Record set section start

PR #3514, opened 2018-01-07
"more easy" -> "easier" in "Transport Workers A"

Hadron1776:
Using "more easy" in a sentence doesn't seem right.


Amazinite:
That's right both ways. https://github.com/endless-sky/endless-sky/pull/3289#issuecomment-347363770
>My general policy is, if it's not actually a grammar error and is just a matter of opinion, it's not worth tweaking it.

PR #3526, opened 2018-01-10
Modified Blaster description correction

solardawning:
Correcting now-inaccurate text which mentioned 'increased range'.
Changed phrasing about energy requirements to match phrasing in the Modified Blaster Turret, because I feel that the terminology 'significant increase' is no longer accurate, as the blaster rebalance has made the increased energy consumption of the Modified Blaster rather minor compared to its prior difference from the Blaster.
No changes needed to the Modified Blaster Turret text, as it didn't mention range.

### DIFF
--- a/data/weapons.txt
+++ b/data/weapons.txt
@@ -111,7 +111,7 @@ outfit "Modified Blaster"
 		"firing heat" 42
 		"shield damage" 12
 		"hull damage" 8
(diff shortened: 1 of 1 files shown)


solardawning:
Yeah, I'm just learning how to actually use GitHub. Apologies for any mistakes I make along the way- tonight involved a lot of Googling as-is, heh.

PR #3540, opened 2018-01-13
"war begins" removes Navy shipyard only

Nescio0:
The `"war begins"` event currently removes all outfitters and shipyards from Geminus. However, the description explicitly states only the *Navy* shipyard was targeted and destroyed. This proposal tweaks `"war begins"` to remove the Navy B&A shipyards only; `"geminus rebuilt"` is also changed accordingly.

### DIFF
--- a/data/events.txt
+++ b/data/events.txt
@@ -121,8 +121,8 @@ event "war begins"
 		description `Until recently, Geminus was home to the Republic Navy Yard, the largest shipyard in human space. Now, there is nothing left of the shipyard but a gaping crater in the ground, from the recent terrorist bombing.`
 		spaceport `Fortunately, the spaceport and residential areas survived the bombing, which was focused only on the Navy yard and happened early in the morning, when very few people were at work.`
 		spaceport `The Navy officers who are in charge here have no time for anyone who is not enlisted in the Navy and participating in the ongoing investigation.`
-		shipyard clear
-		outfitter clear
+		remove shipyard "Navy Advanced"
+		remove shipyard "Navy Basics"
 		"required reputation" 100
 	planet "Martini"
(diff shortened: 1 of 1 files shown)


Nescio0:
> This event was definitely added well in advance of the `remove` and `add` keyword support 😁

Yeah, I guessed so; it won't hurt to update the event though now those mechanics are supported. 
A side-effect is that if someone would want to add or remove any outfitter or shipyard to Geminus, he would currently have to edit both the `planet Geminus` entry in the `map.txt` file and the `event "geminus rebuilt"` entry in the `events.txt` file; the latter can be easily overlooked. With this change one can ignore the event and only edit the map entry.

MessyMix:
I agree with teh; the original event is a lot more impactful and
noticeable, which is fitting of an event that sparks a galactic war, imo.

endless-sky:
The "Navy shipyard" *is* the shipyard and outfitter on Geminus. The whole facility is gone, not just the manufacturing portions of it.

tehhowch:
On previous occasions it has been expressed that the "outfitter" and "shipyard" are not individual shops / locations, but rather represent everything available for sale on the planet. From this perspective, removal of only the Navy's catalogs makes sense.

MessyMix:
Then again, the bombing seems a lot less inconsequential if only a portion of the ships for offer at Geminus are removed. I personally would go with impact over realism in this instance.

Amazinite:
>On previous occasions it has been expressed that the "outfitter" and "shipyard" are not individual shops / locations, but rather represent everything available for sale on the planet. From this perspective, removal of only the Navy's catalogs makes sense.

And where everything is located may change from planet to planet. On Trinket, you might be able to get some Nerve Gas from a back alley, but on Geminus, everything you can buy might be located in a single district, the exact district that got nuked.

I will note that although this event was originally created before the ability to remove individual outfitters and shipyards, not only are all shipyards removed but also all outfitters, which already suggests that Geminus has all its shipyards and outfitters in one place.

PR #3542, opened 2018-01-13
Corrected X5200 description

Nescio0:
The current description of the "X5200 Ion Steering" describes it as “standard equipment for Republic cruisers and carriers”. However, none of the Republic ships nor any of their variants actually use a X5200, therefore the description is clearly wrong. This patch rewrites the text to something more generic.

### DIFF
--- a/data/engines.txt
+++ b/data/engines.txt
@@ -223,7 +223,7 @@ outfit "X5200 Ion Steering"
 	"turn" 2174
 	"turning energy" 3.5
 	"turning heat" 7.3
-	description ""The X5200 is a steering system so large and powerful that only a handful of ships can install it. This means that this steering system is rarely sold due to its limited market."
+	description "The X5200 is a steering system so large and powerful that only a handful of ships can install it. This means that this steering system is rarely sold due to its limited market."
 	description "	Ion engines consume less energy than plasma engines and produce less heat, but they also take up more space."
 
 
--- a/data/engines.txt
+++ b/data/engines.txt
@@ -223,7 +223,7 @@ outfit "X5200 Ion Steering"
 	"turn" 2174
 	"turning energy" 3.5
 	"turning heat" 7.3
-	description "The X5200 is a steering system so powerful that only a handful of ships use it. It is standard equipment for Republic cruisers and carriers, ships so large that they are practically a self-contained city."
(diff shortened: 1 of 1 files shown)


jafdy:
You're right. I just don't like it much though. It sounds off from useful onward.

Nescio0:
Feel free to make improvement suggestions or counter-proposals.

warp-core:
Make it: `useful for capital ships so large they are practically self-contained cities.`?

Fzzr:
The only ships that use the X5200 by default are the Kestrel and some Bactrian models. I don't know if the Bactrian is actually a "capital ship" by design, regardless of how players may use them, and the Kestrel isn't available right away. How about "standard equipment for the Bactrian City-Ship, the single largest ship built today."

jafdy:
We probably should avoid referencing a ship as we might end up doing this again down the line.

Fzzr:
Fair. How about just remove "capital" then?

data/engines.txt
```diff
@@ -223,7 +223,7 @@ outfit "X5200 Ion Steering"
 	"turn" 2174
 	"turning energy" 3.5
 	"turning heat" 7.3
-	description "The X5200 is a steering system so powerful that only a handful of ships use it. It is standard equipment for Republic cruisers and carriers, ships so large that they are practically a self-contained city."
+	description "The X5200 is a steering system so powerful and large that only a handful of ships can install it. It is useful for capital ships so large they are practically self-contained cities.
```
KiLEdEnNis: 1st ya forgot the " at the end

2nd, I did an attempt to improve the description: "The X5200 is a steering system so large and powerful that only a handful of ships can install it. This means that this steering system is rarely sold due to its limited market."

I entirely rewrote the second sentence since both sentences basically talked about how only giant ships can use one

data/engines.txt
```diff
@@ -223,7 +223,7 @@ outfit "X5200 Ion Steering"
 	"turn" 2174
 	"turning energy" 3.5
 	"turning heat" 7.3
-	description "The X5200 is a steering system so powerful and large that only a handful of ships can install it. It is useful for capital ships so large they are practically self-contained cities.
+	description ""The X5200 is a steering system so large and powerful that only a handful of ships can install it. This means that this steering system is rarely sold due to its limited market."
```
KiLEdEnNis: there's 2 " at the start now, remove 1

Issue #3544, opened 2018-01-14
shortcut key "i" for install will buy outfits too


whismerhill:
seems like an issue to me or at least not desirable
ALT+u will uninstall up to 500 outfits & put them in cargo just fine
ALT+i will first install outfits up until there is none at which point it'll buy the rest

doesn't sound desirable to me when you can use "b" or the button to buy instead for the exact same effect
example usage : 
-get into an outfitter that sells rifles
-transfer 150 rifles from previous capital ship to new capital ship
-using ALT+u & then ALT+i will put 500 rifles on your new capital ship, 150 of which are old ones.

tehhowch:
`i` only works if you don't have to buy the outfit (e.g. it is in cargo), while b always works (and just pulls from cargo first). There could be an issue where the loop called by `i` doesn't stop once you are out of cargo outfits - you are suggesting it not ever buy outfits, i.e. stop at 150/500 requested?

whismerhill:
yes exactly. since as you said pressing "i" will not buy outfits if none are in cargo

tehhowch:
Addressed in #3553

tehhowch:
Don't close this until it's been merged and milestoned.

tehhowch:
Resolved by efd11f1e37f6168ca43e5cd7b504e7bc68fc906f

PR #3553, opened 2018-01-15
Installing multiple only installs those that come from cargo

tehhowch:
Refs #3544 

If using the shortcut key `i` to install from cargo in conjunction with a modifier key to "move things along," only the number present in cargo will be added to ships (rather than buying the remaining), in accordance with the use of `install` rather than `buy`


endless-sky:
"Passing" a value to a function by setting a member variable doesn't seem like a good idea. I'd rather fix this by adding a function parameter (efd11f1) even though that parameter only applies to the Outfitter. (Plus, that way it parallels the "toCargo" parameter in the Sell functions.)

Record set section end

Task brief: What you retype should run from the first line of the entries above through the line containing "Correcting now-inaccurate text", exactly and in full.

Output below:
PR #3514, opened 2018-01-07
"more easy" -> "easier" in "Transport Workers A"

Hadron1776:
Using "more easy" in a sentence doesn't seem right.


Amazinite:
That's right both ways. https://github.com/endless-sky/endless-sky/pull/3289#issuecomment-347363770
>My general policy is, if it's not actually a grammar error and is just a matter of opinion, it's not worth tweaking it.

PR #3526, opened 2018-01-10
Modified Blaster description correction

solardawning:
Correcting now-inaccurate text which mentioned 'increased range'.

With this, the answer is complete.